After reading Gary Roach's comments on the Holy Cross route as a "tough one-day climb" and "climbing Holy Cross in one day... you will maximize impact on yourself. Get in shape for this one!", I was worried that my plans to drive from Denver and climb it the same day were foolish.
I left Denver at 4:30a to arrive at the trailhead at 6:41a. Tigiwon road is easy to find it is right after mile marker 148 after you pass through Minturn. There is also a brown forest sign at the turnoff.
Tigiwon is an easy dirt road, any passenger car can make it up if you pay attention. I did the 8.4 miles in 20 minutes with a very low clearance vehicle:
Even a Prius can navigate the excellent dirt road.
They are conducting a huge logging operation where they seem to be removing all the beetle-kill, i.e. everything. There is also evidence of recent small fires. When you get to the trailhead you'll have no problems. They've graded over the potholes mentioned in previous reports. Perhaps because it was Wednesday, there were only 5 cars in the lot.
Starting at 6:55a, I was worried about the weather even though the skies were blazing blue. The 46° temperature kept me cool as I topped the pass at 7:40 and made it to the creek by 8:15. The way down from the pass gets quite steep. This is the place to install a zipline over to the ridge.
A picture of the plunge to East Cross Creek. 1000 feet down!
There are many side trails to many excellent camping spots at East Cross Creek. Be careful when you do cross the creek as the trail on the other side goes both ways. You want to turn left.
At 9:50, just past the treeline and before I got up on the ridge, I ran into 15 Colorado Fourteener Initiative volunteers. They were doing amazing work putting in rock steps up the hillside. I'm donating more money to this group.

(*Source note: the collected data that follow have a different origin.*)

PR #113, opened 2015-09-09
isRealDevice()

scottdixon:
For emulator sessions, `getprop ro.setupwizard.mode` usually returns 'EMULATOR', but sometimes this isn't the case. Fallback to check for 'generic' (as in generic_x86) in `ro.product.device`.

Example output:
https://gist.github.com/scottdixon/99f263431bcbaba100a0
And:
https://gist.github.com/tetsu-koba/1073308

@moizjv @sebv - I know you guys recently worked on this. Would love your input.

### DIFF
--- a/lib/tools/adb-commands.js
+++ b/lib/tools/adb-commands.js
@@ -48,6 +48,20 @@ methods.isValidClass = function (classString) {
   return new RegExp(/^[a-zA-Z0-9\./_]+$/).exec(classString);
 };
 
+methods.isRealDevice = async function () {
+  // Emulator should return 'EMULATOR' for ro.setupwizard.mode
+  // or contain 'generic' in ro.product.device
+  let setupWizardMode = await this.shell(['getprop', 'ro.setupwizard.mode']);  
+  if (/EMULATOR/.exec(setupWizardMode)) {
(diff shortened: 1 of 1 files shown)


moizjv:
ping @bootstraponline

bootstraponline:
I know we have an old issue that discusses this somewhere. The conclusion was this method of detection is completely unreliable. There are a ton of android emulators now so we should be clear about which are supported and which aren't.

bootstraponline:
I found the issue. https://github.com/appium/appium/issues/4723#issuecomment-81986927

The relevant emulators are:

- [Xamarin Player](https://xamarin.com/android-player)
- [Microsoft Visual Studio Emulator](https://www.visualstudio.com/en-us/features/msft-android-emulator-vs.aspx)
- [Genymotion](https://www.genymotion.com/#!/)
- [Google's Android emulator](https://developer.android.com/sdk/)

Unless the `isRealDevice()` method has been confirmed to work on all 4 then I'm not in support of this change. I have some ideas about implementing fallback detection in the issue linked above.

jlipps:
yeah probably a good idea to check these various emulators

PR #117, opened 2015-09-29
Added ability to delete files

kostechko:


moizjv:
@kostechko thanks for pull request, is  [this] (https://github.com/appium/appium-adb/blob/2.0/lib/tools/adb-commands.js#L264) same thing. I have added all methods already available in our brand new [2.0 branch] (https://github.com/appium/appium-adb/tree/2.0) :).

kostechko:
Should've check the other branches before :) That's great actually. Is there some code to work with these methods in appium and clients?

After treeline it is a very long 1.6 miles to the top and you travel mostly on piles of rocks. The trail is reasonably well marked.
Once you are on the ridge, the rest of the route is obvious.

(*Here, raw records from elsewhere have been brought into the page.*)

PR #123, opened 2015-11-04
Undo unzip selection

imurchie:
Turns out that `gunzip` works entirely differently than `unzip`. Decided to just require `unzip` on the system.


imurchie:
Also it can't unzip an `apk`. Argh.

The CFI installed helpful yellow and orange trail markers. These make it much easier to work your way through the rock pile.
It's all rock piles up the ridge and up to the summit.
Incredible! Raspberries at this altitude? Raspberries deep in the rock pile?
It looks like they may even bear fruit.
I watched as this spider detected a gnat hitting his web and ran over and ate the gnat.
At the turn for the final assent you can look down the Angelica Coulior (I made it there at 10:45a). In fact the trail goes a bit too close to the edge for my comfort. This is also a good place to look across and be glad you aren't taking the Halo Ridge route.
You can see the Notch House from the Angelica Coulior.
There is an actual trail to the summit and it is marked with cairns. But it may take you longer to get to the summit if you take time to find it. If you don't follow the trail (and maybe even if you do), you will be using your hands to scramble over some rocks. This isn't technical, it is just a big boulder field. I made the summit at 11:15 and there were no black clouds heading my way.
Yea! The summit. You can see the Notch House and the Bowl of Tears.
A shout out to Steve who hiked with me along the ridge to the summit and back down to below treeline. Trail finding is easier with two and conversation passes the time. It took only 15 minutes to get back to the Angelica Coulior and another hour and a quarter to reach treeline.
Find the Pica.
At 1:55 I was at East Cross Creek. From there it took an hour to reach the top of the pass. Along this section the rain and briefly, some hail, caught up with me. I was at the lot at 3:40 for a total time of 8 hours and 45 minutes. The upshot is no, you don't need to camp at East Cross Creek, no, you don't need to start at 5a and yes you can drive from Denver and do Holy Cross in one day (and a fun day at that).
Along the climb up to the pass, these Columbines were part of a bunch clustered together.
Strawberries on the way back down from the pass.